Edoardo Tresoldi (Milano, 1987) realizza opere di arte pubblica di grandi dimensioni, che esplorano la relazione tra corpi, architettura e paesaggio. I suoi anti-monumenti evocano presenze reali, scomparse o possibili, che attraversano le memorie materiali e immateriali, e i riti delle comunità con le quali interagiscono.

Il suo lavoro si è spesso confrontato con l’archeologia e il paesaggio delle rovine, affiancando la ricerca filologica alla pratica scultorea e all’interesse per il concetto di Materia Assente. Esito di un denso processo preparatorio, di conoscenza dei siti e della loro storia, gli interventi di Tresoldi trasformano luoghi e paesaggi, enfatizzandone le componenti relazionali, immersive e meditative.

Queste opere si contrappongono al rigido canone del monumento, attivando nuove forme di condivisione e scambio tra territori e comunità: uno sviluppo organico in cui corpi e spazi si riconfigurano continuamente per creare un’opera pubblica aperta e processuale.

Edoardo Tresoldi (Milan, 1987) creates large-scale public artworks that investigate the connection between bodies, architecture, and landscape.

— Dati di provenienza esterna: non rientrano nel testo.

PR #63, opened 2020-06-16
Tensorflow (functional model) redesign

tzolov:
Based on earlier work
 - [Programming Model for TensorFlow Inference](https://docs.google.com/document/d/1Dxm4B_XACOOXLDOPMpK6T7xaMJF8TqxhYH5tM2ag5cA) 
 - [MindModels](https://tzolov.github.io/mind-model-services)


applications/processor/image-recognition-processor/pom.xml
```diff
@@ -0,0 +1,96 @@
...
+                        <configClass>org.springframework.cloud.stream.app.processor.image.recognition.ImageRecognitionProcessorConfiguration.class</configClass>
+                        <functionDefinition>imageRecognitionFunction</functionDefinition>
+                    </generatedApp>
+
+                    <dependencies>
+                        <dependency>
+                            <groupId>org.springframework.cloud.fn</groupId>
+                            <artifactId>image-recognition-function</artifactId>
+                            <version>${java-functions.version}</version>
+                        </dependency>
```
sobychacko, line 66: Don't we need to include the `image-recognition-processor` dependency here? `image-recognition-function` will come as transitive.

applications/processor/object-detection-processor/pom.xml
```diff
@@ -0,0 +1,97 @@
...
+                        <configClass>org.springframework.cloud.stream.app.processor.object.detection.ObjectDetectionProcessorConfiguration.class</configClass>
+                        <functionDefinition>objectDetection</functionDefinition>
+                    </generatedApp>
+
+                    <dependencies>
+                        <dependency>
+                            <groupId>org.springframework.cloud.fn</groupId>
+                            <artifactId>object-detection-function</artifactId>
+                            <version>${java-functions.version}</version>
+                        </dependency>
```
sobychacko, line 67: Same comment as above. I think we should include the processor dependency here.

applications/processor/image-recognition-processor/pom.xml
tzolov: Not sure what you mean? this is the pom of the `image-recognition-processor`. We can't add itself.  But perhaps i misunderstand the question?

sobychacko: It is ok to add the processor there. Otherwise, the processor configuration will not be included in the generated app.

sobychacko:
PR merged upstream.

His anti-monuments evoke real, vanished, or potential presences that move through both physical and intangible memories, as well as the rituals of the communities they involve.

Tresoldi’s practice frequently merges archaeology and the poetics of ruins, blending philological research with sculptural work and an interest in the concept of The Absent Matter. Each intervention results from a thorough preparatory process based on studying the site and its historical context, producing transformative actions that highlight their relational, immersive, and meditative qualities.

Rejecting the strict conventions of traditional monumentality, Tresoldi’s works create new forms of exchange and shared experiences between territories and communities: an organic evolution of space where bodies and environments are constantly reconfigured to shape a public art that is open, dynamic, and process-oriented.